(Beginning of Exercise data)

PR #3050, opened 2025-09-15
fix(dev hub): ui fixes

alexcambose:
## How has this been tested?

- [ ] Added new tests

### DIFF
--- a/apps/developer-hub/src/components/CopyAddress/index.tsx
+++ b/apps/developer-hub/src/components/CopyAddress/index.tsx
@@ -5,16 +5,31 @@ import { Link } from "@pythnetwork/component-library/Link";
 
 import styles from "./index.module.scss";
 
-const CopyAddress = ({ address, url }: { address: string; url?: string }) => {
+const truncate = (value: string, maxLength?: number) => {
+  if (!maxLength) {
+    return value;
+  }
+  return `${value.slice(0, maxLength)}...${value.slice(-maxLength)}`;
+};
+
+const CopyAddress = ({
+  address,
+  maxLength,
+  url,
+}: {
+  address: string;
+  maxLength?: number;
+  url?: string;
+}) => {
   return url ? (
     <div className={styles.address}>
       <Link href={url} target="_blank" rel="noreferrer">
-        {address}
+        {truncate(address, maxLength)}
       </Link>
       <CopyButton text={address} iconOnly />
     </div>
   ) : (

(End of Exercise data)

Exercise description. Find and copy every line in the entries above where the string "number" occurs.

Answer space.
+const truncate = (value: string, maxLength?: number) => {
+  maxLength?: number;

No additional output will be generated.